Due to the onset of the COVID-19 pandemic, Kenya did not play any further WT20Is until June 2021, when the team competed in and won its fourth Kwibuka Tournament.

In Kenya's first match in that tournament, against Botswana, Abel scored 35* to help her team to what was described by Women's CricZone as "a crushing win", by nine wickets. Later, against Nigeria and Rwanda, she made 40 and 47*, respectively, and in the latter match she also took 2/17. For those performances, she was awarded player of the match in both contests.

Abel did not then play a prominent role in either her team's victory over Rwanda in the semi-final, or its upset triumph over pre-tournament favourites Namibia in the final.

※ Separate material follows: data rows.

PR #503, opened 2021-07-18
Allow resuming from unencrypted raw/compressed sends

infinisil:
I don't think there's any reason this check that prevented this (originally introduced in #259) should exist, so this PR removes it. I have tested this myself and can confirm that removing this check and doing an unencrypted raw send doesn't break anything.

### DIFF
--- a/replication/logic/replication_logic.go
+++ b/replication/logic/replication_logic.go
@@ -396,9 +396,7 @@ func (fs *Filesystem) doPlanning(ctx context.Context) ([]*Step, error) {
 		switch fs.policy.EncryptedSend {
 		case True:
 			encryptionMatches = resumeToken.RawOK && resumeToken.CompressOK
-		case False:
-			encryptionMatches = !resumeToken.RawOK && !resumeToken.CompressOK
-		case DontCare:
+		case False, DontCare:
 			encryptionMatches = true
 		}
 
--- a/zfs/zfs.go
+++ b/zfs/zfs.go
@@ -799,18 +799,9 @@ func (a ZFSSendArgsUnvalidated) validateEncryptionFlagsCorrespondToResumeToken(c
 		return gen.fmt("resume token `toguid` != expected: %v != %v", t.ToGUID, a.To.GUID)
 	}
 
-	if a.Encrypted.B {
-		if !(t.RawOK && t.CompressOK) {
-			return ZFSSendArgsResumeTokenMismatchEncryptionNotSet.fmt(
-				"resume token must have `rawok` and `compressok` = true but got %v %v", t.RawOK, t.CompressOK)
-		}
-		// fallthrough
-	} else {
-		if t.RawOK || t.CompressOK {
-			return ZFSSendArgsResumeTokenMismatchEncryptionSet.fmt(
-				"resume token must not have `rawok` or `compressok` set but got %v %v", t.RawOK, t.CompressOK)
-		}
-		// fallthrough
+	if a.Encrypted.B && !(t.RawOK && t.CompressOK) {
+		return ZFSSendArgsResumeTokenMismatchEncryptionNotSet.fmt(
+			"resume token must have `rawok` and `compressok` = true but got %v %v", t.RawOK, t.CompressOK)
 	}
 
 	return nil


Infinisil:
For searchability, this is the error you get without this patch after a send has been interrupted with `compress = true`:
```
tank/data PLANNING-ERROR (step 0/0, 0 B/0 B) server error: validate send arguments:
  resume token must not have `rawok` or `compressok` set but got false true
```

problame:
:thinking: interesting case. Could you show the `send` part of your `zrepl.yml`?

zfs/zfs.go
```diff
@@ -799,17 +799,9 @@ func (a ZFSSendArgsUnvalidated) validateEncryptionFlagsCorrespondToResumeToken(c
...
-		// fallthrough
-	} else {
-		if t.RawOK || t.CompressOK {
-			return ZFSSendArgsResumeTokenMismatchEncryptionSet.fmt(
-				"resume token must not have `rawok` or `compressok` set but got %v %v", t.RawOK, t.CompressOK)
-		}
+	if a.Encrypted.B && !(t.RawOK && t.CompressOK) {
+		return ZFSSendArgsResumeTokenMismatchEncryptionNotSet.fmt(
+			"resume token must have `rawok` and `compressok` = true but got %v %v", t.RawOK, t.CompressOK)
 		// fallthrough
```
problame, line 805: I think that `//fallthrough` ought to e removed.

problame (changes requested):
Apart from the stale comment, LGTM. Requesting review from @InsanePrawn

Infinisil:
> thinking interesting case. Could you show the `send` part of your `zrepl.yml`?

That would be
```yaml
send:
  compress: true
  embedded_data: true
```

Though as you could guess, it also doesn't work with `raw: true` (which I since switched to)

> Apart from the stale comment, LGTM. Requesting review from @InsanePrawn

The stale comment?

zfs/zfs.go
Infinisil: Done that :)

problame:
The remaining open question is: is it considered a security risk if an attacker can trigger an encrypted send even though the zrepl config says the dataset is unencrypted?

InsanePrawn:
LGTM.

The question goes further though - should there be a similar check for `send: { raw: true }`?

problame:
IIRC the problem is that some of the send flags don't show up in the resume token (?)
I think the following snippet from libzfs shows what's encoded in the token:

https://github.com/openzfs/zfs/blob/8f11b1d26efbdf5d654dfee6415518705b0ddf55/lib/libzfs/libzfs_sendrecv.c#L1648-L1673

In particular, I don't see a field for `properties`. Probably because properties are sent in the preliminary record for which recv doesn't create resume state.

InsanePrawn:
@Infinisil Since you switched to `raw`, would you expect a non-raw resume token to be used when `send: { raw: true }` is configured? Or should it discarded in favour of a fresh (possibly incremental) send?
This would be important to defend against sending plaintext from encrypted datasets, even if the user opted for `send: { raw: true, encrypted: false }`, for example to mix encrypted and unencrypted datasets in a job.

Infinisil:
I'd think a non-raw token should also be accepted in that case, because then the user still has the choice of discarding the resume token manually with `zfs receive -A <dataset>`. If non-raw tokens aren't accepted, zrepl would have to do this on its own, and give the user no choice to not do it.

InsanePrawn:
If we're speaking about defending against an attack, there would possibly be no resume token to discard since an attacker might be generating one on the fly.
To my mind, the value of defending against this outweighs the benefit of possibly resuming from a mismatched resume token, a situation that shouldn't normally arise anyway.

I'd even argue that discarding it is the more robust default behavior.

Should we make the behavior configurable, aka another case for #408?

Infinisil:
Ah yeah I've only thought about it from a users perspective. Ultimately I think it doesn't matter much and it should be fine to always discard mismatched resume tokens, especially if that could prevent some security issues. It's only a transient state after all, which should only happen when the `send` config is changed. So I also don't think making this configurable is necessary. If configurability is later desired by some users it can still be added.

problame:
Let's do this! @Infinisil do you want to take a stab at it?

Infinisil:
So the idea is to ensure that `raw`, `compressed`, `embedded_data` and `large_block` of the token are checked beforehand, and if they don't match zrepl's `send` config, the token is deleted with `zfs receive -A` and a full transfer is started?

And that independent of whether encryption is enabled. Encryption just has this additional check that `send.encrypted` is enabled in order to allow `raw` or `compressed`.

If I had more time to spend I'd go for it, but unfortunately I'm quite busy recently :disappointed:

problame:
Pretty much that, except

> ... deleted with zfs receive -A and a full transfer is started?

More precisely, the *step* is restarted from the beginning.

> And that independent of whether encryption is enabled. Encryption just has this additional check that send.encrypted is enabled in order to allow raw or compressed.

the other way around: `send.encrypted IMPLIES (fs needs to be encrypted + token needs to be raw+compressed)`

problame:
FWIW, the `valCtx.encEnabled` already contains the result of the check whether encryption is supported for the FS:

https://github.com/zrepl/zrepl/blob/5c6d69a69cbc4961a5779a5cca9200b25eb33b80/zfs/zfs.go#L624-L633

What's left to do is to bubble up a discernible error so that the call site in `endpoint.go` doesn't use the full send:

https://github.com/zrepl/zrepl/blob/0ceea1b792118453d792a8e25ecacdc8d8284ae1/endpoint/endpoint.go#L193-L196

zfs/zfs.go
```diff
@@ -799,18 +799,9 @@ func (a ZFSSendArgsUnvalidated) validateEncryptionFlagsCorrespondToResumeToken(c
...
-				"resume token must have `rawok` and `compressok` = true but got %v %v", t.RawOK, t.CompressOK)
-		}
-		// fallthrough
-	} else {
-		if t.RawOK || t.CompressOK {
-			return ZFSSendArgsResumeTokenMismatchEncryptionSet.fmt(
-				"resume token must not have `rawok` or `compressok` set but got %v %v", t.RawOK, t.CompressOK)
-		}
-		// fallthrough
+	if a.Encrypted.B && !(t.RawOK && t.CompressOK) {
```
InsanePrawn, line 802:
```suggestion
	if (a.Encrypted.B || a.Raw) && !(t.RawOK && t.CompressOK) {
```
should address the plaintext exfiltration issue imo.

@problame do we want/need to also check that -L and -e match? My gut feeling is no.

Do we need to rename/duplicate ZFSSendArgsResumeTokenMismatchEncryptionNotSet to ZFSSendArgsResumeTokenMismatchRawNotSet?

problame: Your proposed change returns the error unnecessarilty for the regular case:

```
token
  rawok = true
  compressor = false
config
  encrypted = false
  raw = true
  compress = false
```

problame: Re gut feeling: I don't think the other flags are relevant for security, but consider the following use case:
* new user sets up zrepl without any `send` options
* starts initial replication
* thinks "that'll take too long", interrupts initial replication
  * zfs saves resume token with (`compress = false, large_blocks = false`)
* user enables those features in the config, restarts daemon
* user expects that transfer will use `compress` and `large_blocks` now; they probably don't know and shouldn't care about the intricacies of the resume token

InsanePrawn: > Your proposed change returns the error unnecessarilty for the regular case:

why is this different from how `encrypted: true` behaves, i.e. why is compression requested on top of `-w` (raw) with `encrypted` but not `raw`? Those configs should produce the same send flags and tokens imo.

problame: > why is compression requested on top of -w (raw) with encrypted but not raw?

That's just how it is with zfs, i.e., if you specify `send --raw` then the resume token is `rawok=true; compressor=true`

problame: (that is, for encrypted datasets. not sure about unencrypted datasets)

Infinisil:
I'm not sure how this didn't happen before, but I seem to be running into a very similar error now with this patch:
```
resume token `rawok`=false and `compressok`=true are incompatible with encryption policy=false
```

This is odd because I have exactly only `raw = true` set for this job and not `compress`. This is on a `push` type.

I've had to manually `sudo zfs receive -A` on the sink to fix it.

problame:
Next time you hit that situation, do a `zfs send -nvt TOKEN` on the sender. This will dump the state encoded in the resume token. zrepl parses it in this file: https://github.com/zrepl/zrepl/blob/master/zfs/resume_token.go

Infinisil:
@problame Alright it happened again, here's the output from that

```
❯ zfs send -nvt 1-153e609dbf-138-789c636064000310a501c49c50360710a715e5e7a69766a63040c1e9c34eb3f6c7bffaac0064b323a9cb4fca4a4d2e616070dacc0e5687219f96569c5a02921181cbb321c9275596a41603e91d6b8e63d55f920f71859f94a6744e79c9020f24794eb07c5e626e2a904ecccb36d22fcacf2fd14f492c49d4cfc8cf4d75c8c94f4ecc893732303234b030348c37b430b5343488373030606090809a0ff37f6a6e526a4a7e36d87e6e24f1e4fcdc82a2d4e262a0141c00003fc831c7
resume token contents:
nvlist version: 0
	fromguid = 0xf3ea5fbf9a42c3cb
	object = 0x7b342
	offset = 0x140000
	bytes = 0xc7acb8
	toguid = 0xa074776c1b291a4e
	toname = tank2/root/data/home@local_20210811_185910_000
	embedok = 1
	compressok = 1
send from tank2/root/data/home@local_20210811_185410_000 to tank2/root/data/home@local_20210811_185910_000 estimated size is 3.56M
total estimated size is 3.56M
```

problame:
Ok, and what is the send-side zrepl config? Plus, what was the exact commit you were running (GH link please)?

Infinisil:
sink-side config:
```yaml
jobs:
- name: backups
  root_fs: tank/backup
  serve:
    clients:
      10.99.2.2: vario
    listen: :8888
    type: tcp
  type: sink
```

push-side config:
```yaml
jobs:
- name: data-snaps
  filesystems:
    tank2/root/data<: true
  pruning:
    keep:
    - regex: .*
      type: regex
  snapshotting:
    interval: 5m
    prefix: local_
    type: periodic
  type: snap
- name: data-push
  connect:
    address: 10.99.2.1:8888
    type: tcp
  filesystems:
    tank2/root/data<: true
  pruning:
    keep_receiver:
    - grid: 1x1d(keep=all) | 7x1d | 5x7d | 12x31d
      regex: .*
      type: grid
    keep_sender:
    - grid: 12x5m(keep=all) | 4x15m | 24x1h | 10x1d
      regex: .*
      type: grid
  send:
    raw: true
  snapshotting:
    interval: 1h
    prefix: repl_
    type: periodic
  type: push
```

Zrepl version: 0.4.0 with the commit from this PR cherry-picked
Commit of that: https://github.com/Infinisil/zrepl/commit/325cc5e7fb8c6d1d0ebe98b72a39007ab8b0b1fb

problame:
So `zfs send -nvt` reports that `rawok` is not set despite `send.raw = true`? :thinking:

replication/logic/replication_logic.go
```diff
@@ -396,9 +396,7 @@ func (fs *Filesystem) doPlanning(ctx context.Context) ([]*Step, error) {
 		switch fs.policy.EncryptedSend {
 		case True:
 			encryptionMatches = resumeToken.RawOK && resumeToken.CompressOK
-		case False:
-			encryptionMatches = !resumeToken.RawOK && !resumeToken.CompressOK
-		case DontCare:
+		case False, DontCare:
```
problame, line 399: @Infinisil any particular reason for this change here? I think we always set `policy.EncryptedSend` to `True` or `False` at this time, maybe we should instead expose `DontCare` in the config?

problame:
I would like to get this PR over the finish line.
It seems like the problem is that zrepl currently doesn't distinguish between a resume token that will do a *raw-but-unencrypted* send vs. an encrypted send. Correct?

helamonster:
Please correct me if I'm wrong, but is the planned change to force a resumable send to be aborted and re-sent from scratch!!!? 
I sure hope not. I sometimes have ~ 10 TiB steps that don't always finish, which effectively leaves the system permanently out of sync (until a manual send/recv is done) -- Or at least could end up wasting days or weeks of time re-sending data that's already on the receiver...

problame:
> Please correct me if I'm wrong, but is the planned change to force a resumable send to be aborted and re-sent from scratch!!!?

Definitely not if the config didn't change on sender/receiver. Did you spot that behavior in this PR?

problame:
> I would like to get this PR over the finish line.

That is still true. I'll spend some time reviewing this now, and see what it takes to finish.
@infinisil are you still willing to iterate on this PR, or should someone else take over?

problame:
Regarding the question of whether a given zfs send flag `$X` implies resume token `${X}ok`, I think this function is insightful:

* https://github.com/openzfs/zfs/blob/6c3c5fcfbe27d9193cd131753cc7e47ee2784621/module/zfs/dmu_send.c#L1947-L2012
* https://github.com/openzfs/zfs/blob/6c3c5fcfbe27d9193cd131753cc7e47ee2784621/module/zfs/dmu_recv.c#L877-L891
* https://github.com/openzfs/zfs/blob/6c3c5fc/lib/libzfs/libzfs_sendrecv.c#L1663-L1672

Basically, some zfs send flags make the DMU send code set some DMU send stream featureflags, although it's not a pure mapping, i..e, which DMU send stream flags are used depends somewhat on the dataset (e.g., is it encrypted or not, or, does it use zstd or not). 

Then, the receiver looks at some (but not all) feature flags and maps them to  `${X}ok` dataset zap attributes.

These are funnelled back to the sender 1:1 through the resume_token.

And the sender turns them into lzc flags.

So, the invariant that zfs send/recv should be implementing here is that the resume token will result in the same lzc flags.

What's zrepl's role in this?
We provide a virtual `encrypted` sendflag that is basically `raw`, but ensures that we only send encrypted datasets.

Anything else, we shouldn't care, because it's a futile effort to keep up with what ZFS does.

I'll simplify the zrepl code even further and be back with a patch within a week.
Sorry for taking so long to get to this insight :/

problame:
superseded by https://github.com/zrepl/zrepl/pull/613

However, she was ultimately named as player of the tournament, and as a member of the team of the tournament, for her overall total of 165 runs, 7 wickets, and 5 catches.

In January 2022, Abel took the field for Kenya in the Commonwealth Games Cricket Qualifier in Kuala Lumpur, Malaysia. Her best performances came in her team's encounters with the two leading teams. Against Bangladesh, she took 3/14, and against Sri Lanka, she top scored for her team with 33 in 53 balls. However, Kenya lost all of its matches and finished last in the Qualifier, which was won by Sri Lanka with Bangladesh as runner-up.